Closed Bug 1736430 Opened 3 years ago Closed 3 years ago

Perma tests/jit-test/jit-test/tests/wasm/large-memory.js | Unknown (code -11, args "--ion-eager --ion-offthread-compile=off --more-compartments") [0.0 s] | (code 138, args "--ion-eager --ion-offthread-compile=off --more-compartments") [0.2 s]

Categories

(Core :: JavaScript: WebAssembly, defect, P3)

defect

Tracking

()

RESOLVED DUPLICATE of bug 1736531
Tracking Status
firefox-esr78 --- unaffected
firefox-esr91 --- unaffected
firefox93 --- unaffected
firefox94 --- unaffected
firefox95 --- affected

People

(Reporter: intermittent-bug-filer, Assigned: lth)

References

(Blocks 1 open bug, Regression)

Details

(Keywords: intermittent-failure, regression)

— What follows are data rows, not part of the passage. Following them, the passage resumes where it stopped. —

PR #3922, opened 2021-03-06
Removes stowaways from Manifest.

vode-code:
[FEATURE] [BALANCE]
## About the PR 
This PR adds a check to joining and changing name that disables manifest and all other NT data reference entries when stowaway; the manifest entry for being clone scanned remains.

## Why's this needed? 
Stowaways being on the manifest is odd and impedes the true stowaway experience.

## Changelog

```changelog
(u)Chickenish
(+)Stowaways are no longer in the manifest.
```

PR #18690, opened 2024-04-30
Jailbird trait changes

Chatauscours:
## About the PR 
- Moves the jailbird trait into the background category, so it is impossible to pick both stoaway and jailbird.
- Removes the major crimes from the jailbird (some of the sillier crimes were moved into the minor crimes).

## Why's this needed? 
- It makes no sense that someone who is not the records (stoaway) is somehow in the records and wanted.
- Major crimes like murder, arson and etc are often used by ill intentioned people to haze new secoffs.

## Changelog 

```changelog
(u)Chatauscours
(+)The jailbird trait has been moved into the background category of traits.
```

### DIFF
--- a/code/datums/datacore.dm
+++ b/code/datums/datacore.dm
@@ -168,35 +168,18 @@
 								"Excessive swearing",\
 								"Cutting in line.",\
 								"Tying the captain's shoelaces together.",\
-								"Forgetting the captain's birthday.")
-		S["mi_crim_d"] = "No details provided."
-		S["ma_crim"] = pick(\
 								"Grand theft apidae.",\
 								"Bee murder.",\
 								"Superfarted on the captain.",\
-								"Released the singularity.",\
-								"Stole the captain's spare ID.",\
-								"Arson, murder, jaywalking.",\
-								"Arson.",\
-								"Murder.",\
-								"Jaywalking.",\
 								"Skating right through the bounds of real-space. Wicked sick, but highly illegal.",\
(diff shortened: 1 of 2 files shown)


Glamurio:
I'm a bit torn on this. On one hand I agree that Jailbird should likely be a "Background" in terms of flavor, but on the other hand I kind of like how well it plays with the Stowaway background. I'd like to state that they're not in the records and wanted, but rather, wanted for off-station crimes. Maybe this should bring up a different discussion at large about how we categorize and limit trait categories instead.

Now, arguably, maybe those off-station crimes should in some capacity be reworked because they range from minor nuisances to "would literally be executed if this happened here".

Chatauscours:
> Also, arguably, maybe those off-station crimes should in some capacity be reworked because they range from minor nuisances to "would literally be executed if this happened here".

Yes, I removed the major crimes like arson, murder, bombing, etc

ZeWaka (commented):
Could be atomized a bit, i think the change is decently decided though - could be worth testmerging

MintyPhresh:
I like the idea behind the changes here-- but making Jailbird a background trait also blocks people from being Jailbird Pilots... and Jailbird Heavy Sleepers... And I think those two aren't worth killing. I'd rather see a reversion of #3922.

Glamurio:
This PR is sort of redundant now, no? Stowaway isn't a trait anymore so you'll always be able to pick it alongside now.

This looks to be from Bug 1727084. Lars, could you please have a look over it as it's perma failing on central?
This one too.

Added jobs that point to the culprit here and here.

Flags: needinfo?(lhansen)
Summary: Perma tests/jit-test/jit-test/tests/wasm/large-memory.js | Unknown (code -11, args "--ion-eager --ion-offthread-compile=off --more-compartments") [0.0 s] → Perma tests/jit-test/jit-test/tests/wasm/large-memory.js | Unknown (code -11, args "--ion-eager --ion-offthread-compile=off --more-compartments") [0.0 s] | (code 138, args "--ion-eager --ion-offthread-compile=off --more-compartments") [0.2 s]
Assignee: nobody → lhansen
Status: NEW → ASSIGNED
Priority: P5 → P3
Component: JavaScript Engine → Javascript: WebAssembly

To summarize:

jit-test/tests/wasm/large-memory.js fails with what appears to be a SIGSEGV on MacOS 11 x64 and on Android 8 arm64. This test was not changed by the memory64 patch set so something got perturbed in a way to make this fail. This could be a code bug or the introduction of a concurrent test case that causes turbulence.

If the systems are underprovisioned on real memory or swap then the huge memory demands from the jit-test/tests/wasm/memory64/basic.js test that could be running concurrently could in principle cause some overcommit issues, but that's not a completely obvious candidate.

Both failing builds are opt builds, but this could be happenstance - not sure if non-opt builds are even running on these devices. It looks like the failure appears with various command line parameters. In particular, it also occurs with --disable-wasm-huge-memory.

Not able to repro the mac failure locally, but I have a MBP with a newer OS and lots of RAM so that's not much data. With a full jit-test --tbpl run, memory use on the system never got very high at all.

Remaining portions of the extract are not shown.